The offer was rejected 580 to 530 during a two-day vote by workers at New Process Gear, where a previous proposal was turned down early last month.
Magna International, the Canadian company that owns the plant in East Syracuse, said it would accelerate the plant's shutdown if the offer was rejected. It had briefly halted its "wind-down process" while the union voted on the new offer.
Magna said Wednesday it was reserving comment on the vote until after it holds group meetings with employees at the plant later in the day.
"I'm not turning my back on a job," said Joe Addona, 49, of Seneca Falls, an assembler on the third shift who voted "no" in February and again Tuesday.
Addona said he doesn't want the plant to close, but workers have given so many concessions already, "I have to draw the line someplace."
UAW Local 624 leaders lobbied hard for the modified contract. They held nearly two dozen small meetings, explaining the contract to groups of between 50 and 70 for two hours at a time. The union represents about 1,200 production workers.
"None of our members wanted to see that plant close. They just want a fair day's pay for the type of work they do," said Local 624 President Scott Stanton. "Especially in the last 12-14 months, Magna asked for a lot from this membership, and clearly they've asked for too much."
The contract hinged on the plant meeting performance goals -- or coming close -- by July.
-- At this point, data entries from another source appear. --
Issue #405, opened 2024-03-06
Why are embeddings stored as List<Double>?


agoerler:
Hi,

I am wondering why the class [Embedding](https://github.com/spring-projects/spring-ai/blob/main/spring-ai-core/src/main/java/org/springframework/ai/embedding/Embedding.java) internally stored the vector as `List<Double>`. I think `double[]` or `float[]` would be more memory efficient.

youngmoneee:
### List

Firstly, List is a basic collection in Java, capable of storing only **objects** instead of primitive types like double or float.
Using collections allows for **more flexible** usage than basic arrays of primitive types, and depending on the use case, you can choose implementations such as ArrayList or LinkedList.

If you need to add a new value exceeding the predefined size of a double[n] array, you must allocate a new double[n+1] and copy the existing values before adding the new one. However, when using a List, you can **easily** handle adding values to the array through the abstracted add() method.

### Double

A primitive type double variable defaults to 0.0. Can you determine if an operation was successful or failed when the result is 0.0?
In such cases, **'null'** can serve as a means to express the absence of a value or an impossible calculation, and by using the Double wrapper class, which inherits from Object, you can **represent null**.

aseovic:
@youngmoneee I believe that's exactly the point @agoerler is trying to make.

While the list may be more _flexible_, it is significantly less _efficient_ than a simple `float[]` which is why pretty much LLM and most frameworks that work with them, including Langchain and Langchain4j, use primitive `float[]` to represent embeddings.

For one, the additional flexibility offered by a list is completely unnecessary, as the operations you need to do with the embeddings, such as calculations necessary for the similarity search, are just as easy, if not easier to do with arrays than with lists, and you can actually leverage SIMD support in the modern CPUs to do them more efficiently. Not to mention that you can actually use classes like `FloatBuffer` to access `float[]` allocated in native memory by ONNX, for example, directly, but can't do that with a list and have to box every single value into a `Double` on the way in (and likely unbox into a `float` on the way out).

But more importantly, storing 1,536 dimension vector returned by OpenAI, for example, requires 6,144 bytes when stored as a `float[]`, and 36,864 bytes when stored as a `List<Double>`, for the exact same payload (ignoring the space used by the array or list instance itself, which is approximately the same and irrelevant in this case). That's 6x the memory cost, for no good reason, as it is neither faster nor easier to work with. Quite the opposite, actually.

[...]

PR #1002, opened 2024-07-03
Replace the Embedding format from List<Double> to float[]

tzolov:
- Adjust all affected classes including the Document.
 - Update docs.

 Related to #405

### DIFF
--- a/models/spring-ai-azure-openai/src/main/java/org/springframework/ai/azure/openai/AzureOpenAiEmbeddingModel.java
+++ b/models/spring-ai-azure-openai/src/main/java/org/springframework/ai/azure/openai/AzureOpenAiEmbeddingModel.java
@@ -29,7 +29,9 @@ import org.springframework.ai.embedding.Embedding;
 import org.springframework.ai.embedding.EmbeddingRequest;
 import org.springframework.ai.embedding.EmbeddingResponse;
 import org.springframework.ai.embedding.EmbeddingResponseMetadata;
+import org.springframework.ai.model.EmbeddingUtils;
 import org.springframework.util.Assert;
+import org.springframework.util.CollectionUtils;
 
 import java.util.ArrayList;
 import java.util.List;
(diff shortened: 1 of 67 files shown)


aseovic:
Well, it's (slightly) better than `List<Double>`... It's using 16 (instead of 24) bytes per vector dimension, which is still a far cry from 4 bytes per dimension a `float[]` would use. And it still requires boxing and unboxing to do anything useful with, which adds up.

I understand the reluctance to use `float[]` directly, as it ties you to it and makes it difficult to use any other vector type (and models such as Cohere are already capable of creating int8 and bit embeddings, and any float32 vector can be quantized into similar embeddings to save space, regardless of the model used), but what we've done to address that is introduce `Vector<T>` interface, where `T` is one of `float[]`, `byte[]`, or `BitSet` via corresponding `Float32Vector`, `Int8Vector` and `BitVector` implementations.

It's really not that difficult to do, and it allows you to store the embeddings using the optimal memory representation, and provides a place to add common vector properties and operations on, such as `dimension`, `magnitude`, `dotProduct`, etc.

tzolov:
@aseovic, I guess your assumptions are based on the presumption that all Vector Store APIs take float[]. My experience integrating with those shows that many use List<Float> and some even List<Double> to represent vectors. So for those the float[] won't make difference or likely introduce additional boxing/unboxing steps. 

Having said this i've updated the PR to float[]. Lets see how this plays out.

markpollack:
@aseovic 

> but what we've done to address that is introduce Vector<T> interface

Where?

markpollack:
Fixed a few tests and the typesense impl.  Merged as d538e00643b3dcab0a3e0595aa406775733aaf3e

aseovic:
> @aseovic, I guess your assumptions are based on the presumption that all Vector Store APIs take float[]. My experience integrating with those shows that many use List and some even List to represent vectors. So for those the float[] won't make difference or likely introduce additional boxing/unboxing steps.

I guess my take on it as that you should optimize for the vector stores that use _optimal_ data structure to represent vectors in Java, not for the ones that don't ;-) 

In other words, make the inefficient stores pay the price of that conversion if they need to, instead of punishing everyone. So yes, `float[]` is a much better option. Thank you!

aseovic:
> @aseovic
> 
> > but what we've done to address that is introduce Vector interface
> 
> Where?

In [Coherence](https://github.com/oracle/coherence/blob/main/prj/coherence-core/src/main/java/com/oracle/coherence/ai/Vector.java).

PR #1006, opened 2024-07-04
Use gson instead of fastjson

m1ngyuan:
Use gson instead of fastjson


codespearhead:
I wonder why not just use Jackson since it's already defined in the parent POM?

markpollack:
What is the motivation?  @tzolov will need to confirm, but we have had several issues with incompatible versions of libraries that different 3rd party libraries requires - in particular at autoconfiguration support is contained in a single project.

markpollack:
reopen if you can make a strong case for this.

PR #1015, opened 2024-07-08
Extend EmbeddingResponseMetadata with model and usage

ThomasVitale:
Model name and token usage are common response metadata that are currently passed as free-text key/value pairs. This change make them part of the interface so that they can be programmatically and safely used
for evaluation and observability purposes.

@tzolov This change enables a better solution for https://github.com/spring-projects/spring-ai/issues/953, in particular this part: https://github.com/ThomasVitale/spring-ai/blob/834679a42c089502e2db07419242e96cf8f6bb44/spring-ai-core/src/main/java/org/springframework/ai/embedding/observation/DefaultEmbeddingModelObservationConvention.java#L124


markpollack:
reviewed and merged in e601f1436451c02345363107f3dd33d400eb7477

PR #1019, opened 2024-07-09
Add self-query implementation

florind:
* Add a `SelfQueryAdvisor` that follows LangChain's [SelfQueryRetriever](https://python.langchain.com/v0.1/docs/modules/data_connection/retrievers/self_query/):
`Specifically, given any natural language query, the retriever uses a query-constructing LLM chain to write a structured query and then applies that structured query to its underlying VectorStore. `
* The prompt is taken from [here](https://github.com/langchain-ai/langchain/blob/859e43493262ff6f54356b5ecd8c0ef7ebfe2307/libs/langchain/langchain/chains/query_constructor/prompt.py#L118)
* To be able to extract query attributes, a list of `AttributeInfo` objects must be specified. This instructs the LLM to identify attributes in the given user query then query the vector store using the metadata attributes.
* Example: 
```
        var selfQueryAdvisor = SelfQueryAdvisor(
          listOf(
                AttributeInfo(
                name = "firstName",
                type = "string",
                description = "A person's first name"),
          ),
          vectorStore,
          SearchRequest.defaults(),
          chatModel,
        );
       
        var response = chatClient.prompt()
                         .advisors(selfQueryAdvisor)
                         .user("Return a list of persons whose first name is Kylian").chatResponse();
```

### DIFF
--- a/spring-ai-core/src/main/java/org/springframework/ai/chat/client/advisor/SelfQueryAdvisor.java
+++ b/spring-ai-core/src/main/java/org/springframework/ai/chat/client/advisor/SelfQueryAdvisor.java
@@ -1,6 +1,8 @@
 package org.springframework.ai.chat.client.advisor;
 
 import com.fasterxml.jackson.databind.ObjectMapper;
+import org.slf4j.Logger;
+import org.slf4j.LoggerFactory;
 import org.springframework.ai.chat.client.AdvisedRequest;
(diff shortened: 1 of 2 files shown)


tzolov:
Hi @florind and thank you for the contribution. 
Interesting stuff! Let me dig a bit through the LangChain docs

PR #1021, opened 2024-07-10
Allow custom metadata in all document reader implementations

rubin0:
Not all implementations of DocumentReader allow adding metadata to a document during the document loader step. Only TextReader and JsonReader allow it, using different methods.

I have added support for custom metadata in the following implementations, using the same structure as in the TextReader implementation:

- PagePdfDocumentReader
- ParagraphPdfDocumentReader
- TikaDocumentReader

I have updated the tests as well. However, the ParagraphPdfDocumentReader currently only checks for a negative case because I don't have any PDF with the correct license and structure to create a positive case.


stohirov:
@rubin0 conflicts between main and current branch should be resolved. If help needed, I can update the PR

PR #1023, opened 2024-07-10
Fix leaked dependencies in autoconfigure module

ThomasVitale:
The `spring-ai-spring-boot-autoconfigure` module had a few dependencies that were included in the final JAR instead of being marked as optional (it's the starter dependency that is supposed to include compile-scope dependencies when needed).

Also, the PostgreSQL dependency was duplicated.

### DIFF
--- a/spring-ai-spring-boot-autoconfigure/pom.xml
+++ b/spring-ai-spring-boot-autoconfigure/pom.xml
@@ -25,6 +25,7 @@
 			<groupId>com.google.protobuf</groupId>
 			<artifactId>protobuf-java</artifactId>
 			<version>${protobuf-java.version}</version>
+			<optional>true</optional>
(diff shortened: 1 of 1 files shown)


spring-ai-spring-boot-autoconfigure/pom.xml
```diff
@@ -370,17 +373,12 @@
 			<artifactId>spring-boot-starter-test</artifactId>
 			<scope>test</scope>
 		</dependency>
+
 		<dependency>
 			<groupId>org.springframework.boot</groupId>
 			<artifactId>spring-boot-starter-jdbc</artifactId>
 			<scope>test</scope>
 		</dependency>
-		<dependency>
```
ThomasVitale, line 378: This was a duplicate

Issue #1017, opened 2024-07-09
Qianfan's chatmode returns an error issue due to the presence of system messages in the prompt.


llggookkokok:
Use the following code to execute correctly。

org.springframework.ai.qianfan.QianFanChatModel

public ChatCompletionRequest createRequest(Prompt prompt, boolean stream) {
        var chatCompletionMessages = prompt.getInstructions()
                .stream()
                .map(m -> new ChatCompletionMessage(m.getContent(),
                        ChatCompletionMessage.Role.valueOf(m.getMessageType().name())))
                .toList();
        var systemMessageList = chatCompletionMessages.stream().filter(msg -> msg.role() == Role.SYSTEM).toList();
        **var chatMessages = chatCompletionMessages.stream().filter(msg -> msg.role() != Role.SYSTEM).toList();**

......

 var request = new ChatCompletionRequest(chatMessages, systemMessage, stream);

....

mxsl-gr:
hi, i have reproduced the issue and will fix it later. thank you very much for reporting it

mxsl-gr:
fixed in PR https://github.com/spring-projects/spring-ai/pull/1029

PR #1029, opened 2024-07-11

The plant builds transfer cases for SUVs and trucks.
Even if the plant reached its milestones, the company planned to cut the work force almost in half, from 1,400 to 760. At its peak in 2002, the suburban Syracuse plant employed 4,000.
Without concessions on pay and work rules, Magna has said the plant can't compete and must close. The plant lost $117 million in 2007. If workers do not ratify the modified contract, Magna said it would accelerate the shutdown.
The revised contract was not much different from the one 76 percent of union members rejected in February.
Following that vote, Magna announced it would being closing the plant.
The union's bargaining committee, however, continued negotiations with management that last week produced the modified three-year contract proposal.
If the plant had reached the break-even point, workers would have kept their $20.16 per hour wage through September 2011. If the plant comes close, wages would have fallen to $16 per hour in August.
After September 2011, workers' wages would have been set at $16 per hour. Just two years ago, workers earned more than $29 an hour.
It was the union's hope that the plant would become profitable again and it could have negotiated for higher wages in the next agreement, said Stanton.
The proposed agreement would have given the plant the operating flexibility it needed to meet production schedules and customer requirements, said Greg Deveson, senior vice president of Magna Powertrain Driveline and Chassis Control Systems.
The plant intended to reach its performance milestones by becoming more efficient and by cutting overtime, worker absenteeism and worker's compensation costs, he said.
The state had offered Magna a $39 million aid package payable over three years. The federal budget also contained training money for the plant.
Last month, Magna, North America's largest auto parts supplier, reported a quarterly loss of $148 million and said its fourth-quarter sales were down nearly 30 percent. It was the company's second straight quarterly loss, although for the full year, Magna showed a profit of $71 million.